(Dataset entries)
────────────────────────────────────────

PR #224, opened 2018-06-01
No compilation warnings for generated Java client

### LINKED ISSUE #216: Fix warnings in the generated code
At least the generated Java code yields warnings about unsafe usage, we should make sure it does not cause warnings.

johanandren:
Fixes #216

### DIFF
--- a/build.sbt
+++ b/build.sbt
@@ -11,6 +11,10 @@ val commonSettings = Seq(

────────────────────────────────────────

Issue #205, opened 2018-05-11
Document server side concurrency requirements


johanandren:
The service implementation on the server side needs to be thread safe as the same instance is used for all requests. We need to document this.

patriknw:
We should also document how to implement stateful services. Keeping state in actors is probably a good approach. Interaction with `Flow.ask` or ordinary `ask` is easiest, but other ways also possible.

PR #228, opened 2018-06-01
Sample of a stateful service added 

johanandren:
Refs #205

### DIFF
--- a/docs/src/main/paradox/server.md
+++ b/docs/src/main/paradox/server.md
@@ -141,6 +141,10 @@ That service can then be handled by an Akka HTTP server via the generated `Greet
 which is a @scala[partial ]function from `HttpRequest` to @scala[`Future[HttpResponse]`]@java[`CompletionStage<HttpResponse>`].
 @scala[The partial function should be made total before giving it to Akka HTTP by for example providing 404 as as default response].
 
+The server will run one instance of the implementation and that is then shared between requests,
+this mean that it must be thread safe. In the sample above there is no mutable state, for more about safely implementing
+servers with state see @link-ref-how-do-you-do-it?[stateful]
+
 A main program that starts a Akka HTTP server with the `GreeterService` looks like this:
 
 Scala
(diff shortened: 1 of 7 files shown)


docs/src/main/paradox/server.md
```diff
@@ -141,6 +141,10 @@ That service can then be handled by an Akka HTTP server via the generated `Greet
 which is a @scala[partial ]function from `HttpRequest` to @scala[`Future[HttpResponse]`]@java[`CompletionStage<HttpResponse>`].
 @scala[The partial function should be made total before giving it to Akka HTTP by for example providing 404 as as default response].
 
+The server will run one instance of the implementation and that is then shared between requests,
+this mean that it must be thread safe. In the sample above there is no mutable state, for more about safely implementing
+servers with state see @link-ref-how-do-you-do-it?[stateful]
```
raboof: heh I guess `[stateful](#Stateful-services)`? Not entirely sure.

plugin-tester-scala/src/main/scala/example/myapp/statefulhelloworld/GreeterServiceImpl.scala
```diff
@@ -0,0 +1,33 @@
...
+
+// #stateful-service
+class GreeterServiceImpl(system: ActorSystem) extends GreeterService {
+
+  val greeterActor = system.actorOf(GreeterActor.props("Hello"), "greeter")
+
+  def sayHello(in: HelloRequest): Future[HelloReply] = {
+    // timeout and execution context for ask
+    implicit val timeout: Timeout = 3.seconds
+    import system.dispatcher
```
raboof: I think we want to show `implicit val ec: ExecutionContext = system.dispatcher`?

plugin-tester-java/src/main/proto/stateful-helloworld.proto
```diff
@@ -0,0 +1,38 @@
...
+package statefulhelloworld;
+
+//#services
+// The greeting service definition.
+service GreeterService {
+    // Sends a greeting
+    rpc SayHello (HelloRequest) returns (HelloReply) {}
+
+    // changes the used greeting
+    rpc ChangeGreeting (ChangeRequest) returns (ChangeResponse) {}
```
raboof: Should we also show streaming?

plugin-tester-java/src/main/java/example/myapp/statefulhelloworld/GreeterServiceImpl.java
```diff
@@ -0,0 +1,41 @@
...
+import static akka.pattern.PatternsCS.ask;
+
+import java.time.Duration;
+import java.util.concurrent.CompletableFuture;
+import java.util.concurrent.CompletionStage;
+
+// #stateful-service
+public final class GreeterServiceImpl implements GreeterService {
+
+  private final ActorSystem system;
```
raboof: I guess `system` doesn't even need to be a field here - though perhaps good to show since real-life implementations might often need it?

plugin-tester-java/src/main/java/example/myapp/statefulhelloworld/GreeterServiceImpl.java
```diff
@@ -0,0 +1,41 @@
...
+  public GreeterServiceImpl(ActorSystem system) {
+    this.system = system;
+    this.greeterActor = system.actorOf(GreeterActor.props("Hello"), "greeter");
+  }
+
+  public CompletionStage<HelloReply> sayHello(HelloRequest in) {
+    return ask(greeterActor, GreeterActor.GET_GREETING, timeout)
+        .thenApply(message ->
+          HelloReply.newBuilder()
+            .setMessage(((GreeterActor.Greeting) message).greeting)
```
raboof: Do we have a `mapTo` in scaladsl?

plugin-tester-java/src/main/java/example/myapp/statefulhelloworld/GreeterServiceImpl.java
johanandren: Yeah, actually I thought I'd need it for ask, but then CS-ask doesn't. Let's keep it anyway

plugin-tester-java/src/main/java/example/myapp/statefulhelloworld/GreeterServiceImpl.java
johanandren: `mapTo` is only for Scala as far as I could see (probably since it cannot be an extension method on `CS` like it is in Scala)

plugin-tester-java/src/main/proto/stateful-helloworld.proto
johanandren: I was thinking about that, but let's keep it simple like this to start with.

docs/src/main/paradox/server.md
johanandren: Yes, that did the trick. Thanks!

────────────────────────────────────────

What the task requires:
What is asked for is an exact copy of the lines above from the one containing "PR #224, opened 2018-06-01" through the one containing "-11,6 +11,10 @@", and only those.

Exercise solution:
PR #224, opened 2018-06-01
No compilation warnings for generated Java client

### LINKED ISSUE #216: Fix warnings in the generated code
At least the generated Java code yields warnings about unsafe usage, we should make sure it does not cause warnings.

johanandren:
Fixes #216

### DIFF
--- a/build.sbt
+++ b/build.sbt
@@ -11,6 +11,10 @@ val commonSettings = Seq(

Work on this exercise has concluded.